[Opening Provided entries section]
PR #1060, opened 2025-11-25
feat(tempo-bench): faucet and fee token

### LINKED ISSUE #1038: When running tempo-bench with `--faucet` argument, mint tokens to cover fees
### Describe the feature

When running `tempo-bench` on an existing network, we don't necessarily have the access to accounts form genesis allocation, meaning that we need to have some tokens for cover the fees for transactions that we'll be spamming.

When `--faucet` flag is passed to `tempo-bench`, it should call `tempo_fundAddress` for each of the accounts derived from the mnemonic.

### Additional context

_No response_

shekhirin:
Closes #1038

1. `--faucet` funds the specified number of accounts
2. `--fee-token` (default being `DEFAULT_FEE_TOKEN_PRE_ALLEGRETTO`) specifies the fee token that will be set as default fee token on `FeeManager` contract. It should be one of the tokens that you get from the faucet.
3. `--mnemonic` allows to specify a custom mnemonic to derive the accounts from. Defaults to `--mnemonic random` which is useful when running `just localnet` that uses the default Foundry mnemonic in faucet, as this can cause nonce issues.
4. A separate quote token is created and used for other tokens as a quote token instead of pathUSD. This will not be needed after Allegretto where pathUSD becomes transferrable.

image


bin/tempo-bench/src/cmd/max_tps.rs
```diff
@@ -122,20 +122,56 @@ pub struct MaxTpsArgs {
...
+    /// Calls tempo_fundAddress for each account.
+    #[arg(long)]
+    faucet: bool,
+}
+
+#[derive(Debug, Clone)]
+enum MnemonicArg {
+    Mnemonic(String),
+    Random,
+}
```
mattsse: this type is out of order

bin/tempo-bench/src/cmd/max_tps.rs
```diff
@@ -149,32 +185,62 @@ impl MaxTpsArgs {
...
+        let mnemonic = self.mnemonic.resolve();
+        let signer_providers = (self.from_mnemonic_index
+            ..(self.from_mnemonic_index + self.accounts as u32))
+            .into_par_iter()
+            .progress()
+            .map(|i| {
+                let signer = MnemonicBuilder::<English>::default()
+                    .phrase(&mnemonic)
+                    .index(i)?
+                    .build()?;
```
mattsse: there should be a shortcut for this now

this should just be

```
MnemonicBuilder::from_phrase_nth
```

bin/tempo-bench/src/cmd/max_tps.rs
```diff
@@ -455,6 +506,43 @@ async fn generate_transactions(
     Ok(transactions)
 }
 
+async fn fund_accounts(
```
mattsse, line 519: can we document this

bin/tempo-bench/src/cmd/max_tps.rs
```diff
@@ -635,30 +722,40 @@ async fn join_all<
...
 }
 
+async fn assert_receipts<R: ReceiptResponse, F: Future<Output = eyre::Result<R>>>(
+    receipts: impl IntoIterator<Item = F>,
+    max_concurrent_requests: usize,
+) -> eyre::Result<()> {
+    stream::iter(receipts.into_iter())
+        .buffer_unordered(max_concurrent_requests)
+        .try_for_each(async |receipt| {
+            eyre::ensure!(receipt.status(), "Transaction failed");
```
mattsse: this doesnt tell you which tx failed

bin/tempo-bench/Cargo.toml
```diff
@@ -53,3 +53,4 @@ rayon = "1.10"
 rlimit = "0.10.2"
 governor = "0.10.1"
 rand = "0.9.2"
+rand_085 = { package = "rand", version = "0.8.5" }
```
mattsse: can we use rand08 like we do in reth, unsure if this would pull in another rand variant

crates/alloy/src/rpc/request.rs
```diff
@@ -301,3 +311,17 @@ impl From<TempoTypedTransaction> for TempoTransactionRequest {
         }
     }
 }
+
+/// Extension trait for [`CallBuilder`]
+pub trait TempoTransactionCallBuilderExt {
```
mattsse: this makes sense

onbjerg: nit: perhaps just `TempoCallBuilderExt`?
[Closing Provided entries section]
> Problem requirements
Read the entries above and find each line holding the word "mattsse". Copy it out.

> Finished task
mattsse: this type is out of order
mattsse: there should be a shortcut for this now
mattsse, line 519: can we document this
mattsse: this doesnt tell you which tx failed
mattsse: can we use rand08 like we do in reth, unsure if this would pull in another rand variant
mattsse: this makes sense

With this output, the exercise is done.